Where K & Swann Intersect – and the Role Ketamine May Have Played
The strange circumstances of Robert Wone’s murder – no defensive wounds, signs of possible suffocation, evidence of possible sexual assault and multiple mysterious puncture wounds on his neck, chest, foot and hand – have led many to wonder whether Robert was chemically incapacitated – drugged with a “date rape” agent. D.C. Medical Examiner Lois Goslinoski was first in this line when she wrote:
“…the medical evidence firmly establishes Mr. Wone was alive, but incapacitated, at the time the stab wounds were inflicted. Indeed, even if he were merely restrained — as opposed to entirely incapacitated/immobilized – he wold likely have indications of defensive wounds…”
As discussed earlier, the list of possible paralytic agents is very long. Many readers have suggested a cross section of possible candidates. But a closer looks suggests one begins to rise to the top of the list: ketamine. Curiously, while the “standard toxicology tests” run on Mr. Wone included PCP, GHB, cocaine, meth and other club drug standards (all were negative), ketamine was not tested for.
Could K explain part of the mystery of that night?
- No defensive wounds. “K” dosing is complicated.Too little and the desired effects wash out; too much and you drop into the k-hole of near or complete loss of motor functions. Playing that line is complicated, and dosing is fairly linear – the more you take the more you trip. Can you take (or be given) enough ketamine to render you effectively helpless? Absolutely.
- Puncture wounds. While generally taken as a powder (dried from its original liquid state for use as an animal tranquilizer) ketamine can be injected, and when done so it is magnitudes more potent. Effects of intra-muscular injections are rapid; apparently intravenous injections are too dangerous as the person may pass outentirely before the injection is complete. Multiple injections are recommended by ketamine enthusiasts for maximum effect. We would need to know more specifics about the puncture wounds, but it isn’t unreasonable that several of those – hand, foot and neck – could have been IV injection sites.
- Effects. Called a “dissociative anesthetic”, K has the medical bonus of disconnecting a person’s mind from his body (hence its use during the Vietnam war as a battlefield painkiller and its now official use as an animal sedative) without slowing basic functions. Respiration and the circulatory system are largely unaffected, save for an occasional rise in heart-rate. This could explain Dr. Goslinoski’s observation that the victim continued to live for a time after the three stab wounds. A person could appear completely immobile (or even dead) while their core vital functions continued, despite being stabbed or suffocated.

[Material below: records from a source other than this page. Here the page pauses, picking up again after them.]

PR #1288, opened 2021-05-22
Changed in app notification dark mode background color

charliescheer:
### Fix
Under certain conditions, the in app notifications have the same background color as other elements, which makes them sort of disappear into their background

This PR changes the color for the notifications in dark mode so that they do not blend into the background.

### Test
This problem is easiest to notice when in dark mode and in large accessibility sizes, but this fix should work for all sizes and visual modes.

1. go to the options menu while in dark mode
2. change the publish state of a notice
3. make sure that it can be seen against the background colors of the cells in the table

### Review


jleandroperez (approved):
:shipit:

PR #1292, opened 2021-05-27
Run `Trash` UI tests on every commit

pachlava:
This is an unexpected PR prior to the one introducing a subset of tests to be executed on every commit.

### Fix
- Since the previously used third party key-value service went down, I switched to another one, which looks more reliable
- The sensitive information, such as the URL of the key, and the test account login was moved to CircleCI environment variables `UI_TESTS_ACCOUNTS_URL` and `UI_TESTS_ACCOUNT_EMAIL`
- `pick_test_account_and_run_ui_tests` lane now runs only on CI
- Previously existing selection of tests (`Trash`) runs now on every commit. The tests selection is temporary until next PR with a new scheme.

As for the upcoming subset of tests: it looks like test plans will not really fit the purpose here, because they are more about running tests under different configurations, rather than having different selections of tests. It looks like having additional scheme(s) is still the easiest way to accomplish this.

### Test
1. Running `bundle exec fastlane pick_test_account_and_run_ui_tests` is no longer possible locally and results in `This lane runs only on CI` message 
2. Rerunning `UI Tests` job here is successful, Fastlane informs about accounts state before and after running the tests.

### Review

### Release

### DIFF
--- a/fastlane/Fastfile
+++ b/fastlane/Fastfile
@@ -10,7 +10,6 @@ end
 USER_ENV_FILE_PATH = File.join(Dir.home, '.simplenoteios-env.default')
 PROJECT_ENV_FILE_PATH = File.expand_path(File.join(Dir.pwd, '../.configure-files/project.env'))
 UI_TESTS_SCHEME = "SimplenoteUITests"
-UI_TESTS_ACCOUNTS_URL = "https://api.keyvalue.xyz/82649691/simplenoteuitest-ios"
 $used_test_account_index = nil
 
 before_all do
@@ -736,9 +735,13 @@ end
   #####################################################################################
   desc "Occupy a free test account and run UI tests with it"
   lane :pick_test_account_and_run_ui_tests do | options |
-    occupy_test_account
-    run_ui_tests(options.merge({ test_account: "simplenoteuitest-ios-#{$used_test_account_index}@a8c.com" }))
-    deoccupy_test_account
+    if is_ci
+      occupy_test_account
+      run_ui_tests(options.merge({ test_account: get_required_env("UI_TESTS_ACCOUNT_EMAIL").sub("X", $used_test_account_index.to_s)}))
+      deoccupy_test_account
+    else
+      UI.message("This lane runs only on CI")
+    end
   end
 end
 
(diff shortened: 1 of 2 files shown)


mokagio:
Hey @pachlava 👋 Sorry this one fell to the bottom of my review list and didn't get to it till now. 😳 

Is it still relevant after the changes in #1301?

pachlava:
Hey @mokagio ! The changes here are not as relevant by now, but I think it still makes sense to have it reviewed and merged because #1301 is based on this one. At the moment, the only meaningful change here is the removal of branch filter for `UI Tests` job.

fastlane/Fastfile
```diff
@@ -736,9 +735,13 @@ end
...
   lane :pick_test_account_and_run_ui_tests do | options |
-    occupy_test_account
-    run_ui_tests(options.merge({ test_account: "simplenoteuitest-ios-#{$used_test_account_index}@a8c.com" }))
-    deoccupy_test_account
+    if is_ci
+      occupy_test_account
+      run_ui_tests(options.merge({ test_account: get_required_env("UI_TESTS_ACCOUNT_EMAIL").sub("X", $used_test_account_index.to_s)}))
+      deoccupy_test_account
+    else
+      UI.message("This lane runs only on CI")
```
mokagio: How do you feel about changing this to a user error?

```suggestion
      UI.user_error!("This lane should be run only from CI")
```

I think a failure would make it clear to a developer calling this lane locally that they're doing something inappropriate. Otherwise, the `fastlane` call will succeed and they might not realize the side effect they expected didn't occur.

fastlane/Fastfile
```diff
@@ -10,7 +10,6 @@ end
 USER_ENV_FILE_PATH = File.join(Dir.home, '.simplenoteios-env.default')
 PROJECT_ENV_FILE_PATH = File.expand_path(File.join(Dir.pwd, '../.configure-files/project.env'))
 UI_TESTS_SCHEME = "SimplenoteUITests"
-UI_TESTS_ACCOUNTS_URL = "https://api.keyvalue.xyz/82649691/simplenoteuitest-ios"
```
mokagio, line 13: > The sensitive information, such as the URL of the key, and the test account login was moved to CircleCI environment variables UI_TESTS_ACCOUNTS_URL and UI_TESTS_ACCOUNT_EMAIL

👍

fastlane/Fastfile
mokagio: As an alternative that doesn't fail the lane, this could become:

```suggestion
      UI.important("This lane runs only on CI")
```

This way, the output will be colored and the caller will be more likely to notice it:

image

mokagio (approved):
Nice. :shipit:

fastlane/Fastfile
pachlava: Thank you @mokagio ! Makes sense, I went for the `UI.user_error!`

- Missed testing. Despite its popularity (or at least as portrayed in some media reports) ketamine apparently is not routinely tested for in medical examinations. Although its effects are short-lived, ketamine can be detected in blood, hair and urine for two to four days after ingestion. However, unless a coroner has a specific reason to go looking for it, ketamine may often evade testing and detection.
By nearly every measure, ketamine presents itself as a prime suspect in the puzzle of what happened to Robert Wone. Dosed up by an assailant, ketamine injected into several sites could render a victim immobile to sexual and physical assault while maintaining basic life processes, potentially wipe a victim’s memory of the experience, and- in the event of death – would likely escape detection by police.
Sadly, this is likely to remain mere – if informed – speculation, as we may never know what if any role K had Robert Wone’s murder.